Stored items:
BEGIN

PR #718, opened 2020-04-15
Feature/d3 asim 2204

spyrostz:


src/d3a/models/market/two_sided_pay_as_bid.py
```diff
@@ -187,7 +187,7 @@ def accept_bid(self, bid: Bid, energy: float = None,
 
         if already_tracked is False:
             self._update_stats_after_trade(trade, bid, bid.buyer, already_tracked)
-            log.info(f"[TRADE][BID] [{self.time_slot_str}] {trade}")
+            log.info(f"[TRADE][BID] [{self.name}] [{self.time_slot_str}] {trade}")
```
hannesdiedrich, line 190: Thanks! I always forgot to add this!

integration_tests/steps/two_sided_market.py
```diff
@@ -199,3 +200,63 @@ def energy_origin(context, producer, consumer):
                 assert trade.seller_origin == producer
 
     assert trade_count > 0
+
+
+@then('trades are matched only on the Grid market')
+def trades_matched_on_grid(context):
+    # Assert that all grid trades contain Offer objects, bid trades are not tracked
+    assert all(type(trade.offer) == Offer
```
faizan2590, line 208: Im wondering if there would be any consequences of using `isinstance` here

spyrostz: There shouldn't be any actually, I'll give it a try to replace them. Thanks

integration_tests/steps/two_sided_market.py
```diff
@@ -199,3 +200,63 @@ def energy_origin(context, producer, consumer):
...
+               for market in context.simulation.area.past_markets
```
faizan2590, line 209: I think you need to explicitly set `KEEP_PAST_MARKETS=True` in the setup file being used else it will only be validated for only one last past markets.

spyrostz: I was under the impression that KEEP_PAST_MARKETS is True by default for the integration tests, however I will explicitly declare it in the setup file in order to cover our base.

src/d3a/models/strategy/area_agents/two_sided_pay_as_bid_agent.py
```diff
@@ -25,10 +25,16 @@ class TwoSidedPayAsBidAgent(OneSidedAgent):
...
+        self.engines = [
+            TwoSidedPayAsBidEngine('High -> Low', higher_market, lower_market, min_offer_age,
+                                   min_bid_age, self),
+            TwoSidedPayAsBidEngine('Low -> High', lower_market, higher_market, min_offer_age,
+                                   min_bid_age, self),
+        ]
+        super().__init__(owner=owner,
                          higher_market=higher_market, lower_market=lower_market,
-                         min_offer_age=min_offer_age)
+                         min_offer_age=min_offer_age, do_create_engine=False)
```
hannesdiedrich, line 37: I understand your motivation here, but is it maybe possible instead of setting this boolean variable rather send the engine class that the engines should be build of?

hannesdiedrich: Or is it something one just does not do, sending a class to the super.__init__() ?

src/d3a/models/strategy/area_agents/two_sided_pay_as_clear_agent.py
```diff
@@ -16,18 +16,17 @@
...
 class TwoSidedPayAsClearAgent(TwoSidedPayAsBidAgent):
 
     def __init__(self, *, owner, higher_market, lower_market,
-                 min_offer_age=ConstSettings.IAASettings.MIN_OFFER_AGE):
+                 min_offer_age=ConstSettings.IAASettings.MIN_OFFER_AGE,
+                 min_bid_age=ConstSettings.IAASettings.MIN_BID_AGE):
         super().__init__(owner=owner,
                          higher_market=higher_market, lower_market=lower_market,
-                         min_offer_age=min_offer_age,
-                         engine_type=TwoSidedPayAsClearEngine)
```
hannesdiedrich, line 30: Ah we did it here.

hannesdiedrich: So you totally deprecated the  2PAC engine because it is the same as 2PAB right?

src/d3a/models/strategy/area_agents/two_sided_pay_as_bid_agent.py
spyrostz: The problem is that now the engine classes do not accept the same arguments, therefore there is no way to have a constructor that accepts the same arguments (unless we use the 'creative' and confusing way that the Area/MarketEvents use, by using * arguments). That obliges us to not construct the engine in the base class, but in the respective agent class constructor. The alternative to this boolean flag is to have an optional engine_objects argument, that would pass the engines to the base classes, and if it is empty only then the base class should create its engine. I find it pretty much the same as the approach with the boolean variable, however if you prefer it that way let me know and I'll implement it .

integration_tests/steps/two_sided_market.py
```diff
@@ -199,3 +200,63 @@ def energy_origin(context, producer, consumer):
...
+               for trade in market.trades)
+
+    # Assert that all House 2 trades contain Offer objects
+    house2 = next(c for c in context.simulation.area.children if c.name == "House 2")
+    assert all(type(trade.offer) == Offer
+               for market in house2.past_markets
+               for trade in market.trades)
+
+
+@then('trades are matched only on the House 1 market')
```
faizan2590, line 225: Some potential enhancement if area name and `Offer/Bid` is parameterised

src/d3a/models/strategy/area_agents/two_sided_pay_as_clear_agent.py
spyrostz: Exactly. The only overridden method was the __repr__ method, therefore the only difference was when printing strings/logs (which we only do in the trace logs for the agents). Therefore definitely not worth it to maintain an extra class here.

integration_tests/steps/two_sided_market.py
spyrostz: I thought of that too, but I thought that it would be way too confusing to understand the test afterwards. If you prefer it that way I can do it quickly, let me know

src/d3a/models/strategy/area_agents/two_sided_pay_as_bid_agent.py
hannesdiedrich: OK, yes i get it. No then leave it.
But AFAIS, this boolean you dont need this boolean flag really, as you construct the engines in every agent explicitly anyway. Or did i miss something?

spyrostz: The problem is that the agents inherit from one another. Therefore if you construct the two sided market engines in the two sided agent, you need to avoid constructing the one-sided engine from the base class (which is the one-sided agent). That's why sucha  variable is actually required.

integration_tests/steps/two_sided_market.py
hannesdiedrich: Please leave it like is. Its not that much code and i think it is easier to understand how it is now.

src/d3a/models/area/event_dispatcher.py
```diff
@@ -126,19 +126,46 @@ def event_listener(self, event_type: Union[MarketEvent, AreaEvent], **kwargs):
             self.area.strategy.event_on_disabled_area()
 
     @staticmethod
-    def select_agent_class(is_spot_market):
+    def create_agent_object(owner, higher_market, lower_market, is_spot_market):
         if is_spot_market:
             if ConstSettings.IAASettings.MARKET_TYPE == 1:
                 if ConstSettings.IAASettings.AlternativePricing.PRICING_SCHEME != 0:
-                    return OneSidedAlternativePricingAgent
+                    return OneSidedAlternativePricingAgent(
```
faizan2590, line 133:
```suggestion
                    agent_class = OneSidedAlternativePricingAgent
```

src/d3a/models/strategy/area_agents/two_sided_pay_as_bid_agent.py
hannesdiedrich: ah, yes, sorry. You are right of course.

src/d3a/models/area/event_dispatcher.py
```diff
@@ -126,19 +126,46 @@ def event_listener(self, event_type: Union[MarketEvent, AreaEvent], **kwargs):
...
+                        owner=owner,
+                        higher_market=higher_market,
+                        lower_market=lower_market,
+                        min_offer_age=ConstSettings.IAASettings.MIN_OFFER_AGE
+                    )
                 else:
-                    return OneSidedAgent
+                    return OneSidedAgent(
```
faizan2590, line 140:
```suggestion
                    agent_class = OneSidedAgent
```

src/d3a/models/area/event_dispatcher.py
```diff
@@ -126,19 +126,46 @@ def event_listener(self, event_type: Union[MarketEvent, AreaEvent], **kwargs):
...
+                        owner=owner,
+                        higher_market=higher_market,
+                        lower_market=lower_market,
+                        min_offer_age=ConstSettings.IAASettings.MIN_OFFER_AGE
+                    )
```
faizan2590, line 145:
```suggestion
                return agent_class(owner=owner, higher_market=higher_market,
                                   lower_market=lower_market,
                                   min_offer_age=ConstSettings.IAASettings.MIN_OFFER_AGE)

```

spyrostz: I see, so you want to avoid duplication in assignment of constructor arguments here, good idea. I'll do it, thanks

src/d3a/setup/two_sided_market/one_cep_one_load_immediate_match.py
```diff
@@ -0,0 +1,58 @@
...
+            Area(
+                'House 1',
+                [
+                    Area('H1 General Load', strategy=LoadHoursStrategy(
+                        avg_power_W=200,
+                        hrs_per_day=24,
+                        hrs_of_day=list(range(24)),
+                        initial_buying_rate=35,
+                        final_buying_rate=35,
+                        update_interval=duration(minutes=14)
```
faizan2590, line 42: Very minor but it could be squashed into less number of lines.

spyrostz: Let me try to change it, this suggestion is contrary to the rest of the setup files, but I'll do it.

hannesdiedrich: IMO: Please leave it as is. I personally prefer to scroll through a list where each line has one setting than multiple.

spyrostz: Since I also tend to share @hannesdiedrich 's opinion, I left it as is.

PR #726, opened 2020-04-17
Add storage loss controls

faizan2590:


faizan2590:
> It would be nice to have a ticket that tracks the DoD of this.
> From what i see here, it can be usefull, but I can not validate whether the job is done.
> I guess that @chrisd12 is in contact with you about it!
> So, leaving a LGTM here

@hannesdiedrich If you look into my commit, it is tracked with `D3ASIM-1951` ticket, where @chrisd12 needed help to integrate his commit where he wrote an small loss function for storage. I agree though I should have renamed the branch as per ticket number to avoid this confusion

END
BEGIN

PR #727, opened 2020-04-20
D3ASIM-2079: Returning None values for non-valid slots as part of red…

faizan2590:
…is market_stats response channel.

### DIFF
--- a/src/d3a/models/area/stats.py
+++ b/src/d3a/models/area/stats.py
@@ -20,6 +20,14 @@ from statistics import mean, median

END

Pull out all lines containing the word "True" from the entries above.

Answer box –
faizan2590, line 209: I think you need to explicitly set `KEEP_PAST_MARKETS=True` in the setup file being used else it will only be validated for only one last past markets.
spyrostz: I was under the impression that KEEP_PAST_MARKETS is True by default for the integration tests, however I will explicitly declare it in the setup file in order to cover our base.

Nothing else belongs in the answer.